WHAT YOU SHOULD DO:
Find the string "like" in the data, then copy every line where it is found.

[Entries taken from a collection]
PR #2010, opened 2017-08-17
Try to make this a little easier to read by replacing RE with constant

mccalluc:


refinery/core/urls.py
```diff
@@ -11,66 +11,53 @@
...
-        r'[a-f0-9]{8}-[a-f0-9]{4}-[a-f0-9]{4}-[a-f0-9]{4}-[a-f0-9]{12})/$',
+    url(r'^group_invite/(?P<token>' + UUID_RE + r')/$',
         'group_invite', name='group_invite'),
     url(r'^users/(?P<query>[\@\.\-\+a-z0-9]+)/$', 'user'),
     # "name" is required for use with the url tag in templates
-    url(r'^users/(?P<query>'
-        r'[a-f0-9]{8}-[a-f0-9]{4}-[a-f0-9]{4}-[a-f0-9]{4}-[a-f0-9]{12})/$',
+    url(r'^users/(?P<query>' + UUID_RE + r')/$',
         'user', name="user"),
-    url(r'^users/(?P<uuid>'
```
scottx611x: Could we just do a `format()` for these? I feel like it might be easier on the eyes than having the extra `r')/$'` hanging around.

hackdna: I would rather keep it as is to make it easier for anyone who has read Django docs understand what's going on.

refinery/core/urls.py
```diff
@@ -11,66 +11,53 @@
 from .views import (AnalysesViewSet, DataSetsViewSet, NodeViewSet, OpenIDToken,
                     WorkflowViewSet)
 
+UUID_RE = r'[a-f0-9]{8}-[a-f0-9]{4}-[a-f0-9]{4}-[a-f0-9]{4}-[a-f0-9]{12}'
```
hackdna: Good idea but I'd move it somewhere like `refinery/constants.py` (see Two Scoops of Django, p. 38)

PR #2011, opened 2017-08-17
data_sets2 slugs

mccalluc:
@ngehlenborg : I'm assuming this bit of functionality also needs to be carried over... If not, great, I'd be happy to close this.


ngehlenborg:
Yes, should be carried over. We use that to give public data sets pretty names to reference them, e.g. in publications.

ANSWER BELOW:
scottx611x: Could we just do a `format()` for these? I feel like it might be easier on the eyes than having the extra `r')/$'` hanging around.
hackdna: Good idea but I'd move it somewhere like `refinery/constants.py` (see Two Scoops of Django, p. 38)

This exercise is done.